Evaluating the Effectiveness of Implementing the SauDiSenti Lexicon in Saudi Dialect Sentiment Analysis
Main Article Content
Abstract
Introduction: One of the most important methods for identifying an individual’s general emotional state or opinion toward a particular topic is to do a sentiment analysis.
Objectives: This study evaluates the effectiveness of the SauDiSenti lexicon in conducting sentiment analysis of Saudi dialect tweets. SauDiSenti is the only one that is available publicly for the Saudi dialect to look into the issue of insufficient linguistic resources for conducting Arabic sentiment analysis.
Methods: A total of 27,000 tweets were collected and preprocessed from the discussions around the STC Pay platform and then analyzed through manual annotation, lexicon-based, and machine-learning approaches. To evaluate the performance of these methods Metrics such as accuracy, precision, recall, and F1 score were computed.
Results: The lexicon-based approach achieved an overall accuracy of 92% and F1 scores of 89.7% and 83.8% for positive and negative sentiments, respectively. While the annotation-based approach provided more accurate sentiment classification with approximately 50.27% of neutral tweets, 31.13% of positive, and 18.6% of negative tweets. Furthermore, the Support Vector Machine (SVM), Naïve Bayes (NB), and Logistic Regression (LR) classifiers were developed and trained on the documents created by each of the methods. Compared with the rest, SVM outperformed the other two classifiers yielding 93% and 96% accuracy with the lexicon-based corpus and annotation-based model.

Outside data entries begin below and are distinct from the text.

PR #119, opened 2022-11-03
Payment list

da-kami:
Add a simple payment list filled with generated dummy values.
There is some room for finetuning for a better UX here, I tried to keep it simple.

image

image

--- 

Following is a list of improvements that can be done in follow-ups. 
Some of these little improvements are time-sinks so I stopped improving things for now :)

- Display the `+` sign as well (not just `-`)
- Keep the balance pinned to the top when scrolling (could also keep the service-tiles selector, but maybe shrink it upon scrolling)
- Improve the look and feel of the list items - It would be cool to also have a meaningful subtitle (e.g. the date/time when this happened...)

### DIFF
--- a/lib/dashboard.dart
+++ b/lib/dashboard.dart
@@ -7,6 +7,7 @@ import 'package:ten_ten_one/menu.dart';
 import 'package:ten_ten_one/models/seed_backup_model.dart';
 import 'package:ten_ten_one/models/service_model.dart';
 import 'package:ten_ten_one/receive.dart';
+import 'package:ten_ten_one/receive.dart';
 import 'package:ten_ten_one/seed.dart';
 import 'package:ten_ten_one/send.dart';
 import 'package:ten_ten_one/service_card.dart';
--- a/lib/dashboard.dart
+++ b/lib/dashboard.dart
@@ -6,13 +6,15 @@ import 'package:ten_ten_one/cfd_trading/cfd_trading.dart';
 import 'package:ten_ten_one/menu.dart';
 import 'package:ten_ten_one/models/seed_backup_model.dart';
 import 'package:ten_ten_one/models/service_model.dart';
-import 'package:ten_ten_one/receive.dart';
+import 'package:ten_ten_one/payment_history_list_item.dart';
 import 'package:ten_ten_one/receive.dart';
 import 'package:ten_ten_one/seed.dart';
 import 'package:ten_ten_one/send.dart';
 import 'package:ten_ten_one/service_card.dart';
 import 'package:ten_ten_one/utilities/divider.dart';
 import 'package:flutter_speed_dial/flutter_speed_dial.dart';
+
+import 'mocks/payment_history.dart';
 
 class Dashboard extends StatefulWidget {
   const Dashboard({Key? key}) : super(key: key);
@@ -40,6 +42,20 @@ class _DashboardState extends State<Dashboard> {
     if (!seedBackupModel.backup) {
       widgets.add(const BackupSeedCard());
     }
+
+    final paymentHistory = mockPaymentHistory(10);
+
+    final paymentHistoryList = ListView.builder(
+      shrinkWrap: true,
+      physics: const ClampingScrollPhysics(),
+      padding: const EdgeInsets.symmetric(vertical: 8.0),
+      itemCount: paymentHistory.length,
+      itemBuilder: (context, index) {
+        return PaymentHistoryListItem(data: paymentHistory[index]);
+      },
+    );
+
+    widgets.add(paymentHistoryList);
 
     return Scaffold(
       appBar: AppBar(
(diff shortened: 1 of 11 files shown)


lib/dashboard.dart
```diff
@@ -40,6 +43,20 @@ class _DashboardState extends State<Dashboard> {
       widgets.add(const BackupSeedCard());
     }
 
+    final fakeStuff = Container(
```
holzeis, line 46: 🔧 I wouldn't call the widget fakeStuff 🙈 Ideally you can separate the data from the presentation.. fake payments / data etc. is fine. But the widget should work the same with mock data as well as real data alike.. 😉 

```suggestion
    final paymentHistory = Container(
```

lib/dashboard.dart
```diff
@@ -40,6 +43,20 @@ class _DashboardState extends State<Dashboard> {
...
+        padding: const EdgeInsets.only(left: 4.0, right: 4.0),
```
holzeis, line 47: 🤔 I think the widgets should not be opinionated about their margins. If we need a margin I suggest we manage that on a top level, e.g. as padding on the ListView in the Scaffold. This way we don't have to maintain the margin for each widget individually, but only once.

lib/dashboard.dart
```diff
@@ -131,3 +148,68 @@ class BackupSeedCard extends StatelessWidget {
         ));
   }
 }
+
+@immutable
+class PaymentListItem extends StatelessWidget {
```
holzeis, line 153: 🤔 I suggest extracting that into a separate class.

lib/dashboard.dart
```diff
@@ -131,3 +148,68 @@ class BackupSeedCard extends StatelessWidget {
...
+  const PaymentListItem({
+    super.key,
+    required this.data,
+  });
+
+  final PaymentListItemData data;
```
holzeis, line 159: 🤔 I typically keep class variables above the constructor.

lib/models/amount.model.dart
```diff
@@ -0,0 +1,40 @@
+import 'package:decimal/decimal.dart';
+
+class Amount {
+  Decimal sats = Decimal.zero;
+
+  Amount(int sats) {
+    this.sats = Decimal.fromInt(sats);
+  }
+
+  int get asSats => sats.toBigInt().toInt();
```
holzeis, line 10: ❓ what does zoBigInt().toInt() do?

lib/models/balance.model.dart
```diff
@@ -1,10 +1,10 @@
 import 'package:flutter/material.dart';
+import 'package:ten_ten_one/models/amount.model.dart';
 
 class BalanceModel extends ChangeNotifier {
-  // TODO: Change to 0, just to see that it updates :)
-  int amount = -1;
```
holzeis, line 5: I am surprised that the tests do not fail after that change.

lib/dashboard.dart
klochowicz: great idea. 👍 when the widget amount grows, things would become unwieldy.

lib/models/balance.model.dart
da-kami: That is indeed surprising! 
I played locally with it and got it failing - but only after I changed the test to use a different unexpected value (I changed it to `1000`); after that it also failed with `-1`. Afterwards changing it to `0` made it pass as expected.

I think somehow the state is not properly re-built? Do we cache things for the test?
@klochowicz any idea what could cause this?

klochowicz: I'll try to play with it to see what's happening with it.

lib/models/amount.model.dart
da-kami: It's a decimal, which is not guaranteed to fit into `int` - that's why it only offers `toBigInt`, which then offer `toInt`. I assume that the last conversion can actually fail, i.e. result in an exception. But given that we operate with `sat` amounts I don't expect them to exceed Integer's max-value; so I did not bother implementing exception handling yet 🤷‍♂️

lib/dashboard.dart
da-kami: nit: We are talking about padding here, not margins. (padding applies to the children, margin applies to the element itself)

Note: I removed the padding on the list view. Note: The `25` padding on the overall screen that was added will have to be changed to something smaller; I use the iPhoneSE to simulate the looks and I feel `25` wastes too much space. 
There are several screens that have an overflow on iPhoneSE, I will see to add a follow up that fixes this. 
In the future we can consider making certain screen properties [responsive](https://docs.flutter.dev/development/ui/layout/adaptive-responsive) to make the most out of changing screen design :)_

lib/dashboard.dart
da-kami: I suppose you mean a separate file :)
I moved it and aligned the naming a bit.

Conclusions: These results show that even though the SauDiSenti lexicon is compact, it still serves as a reliable tool for analysis across various topics. There exists a trade-off where manual annotation guarantees specialized precision, but the lexicon offers a practical alternative for domain-specific projects. The study recommends expanding the lexicon’s size and diversity to its applicability for broader datasets.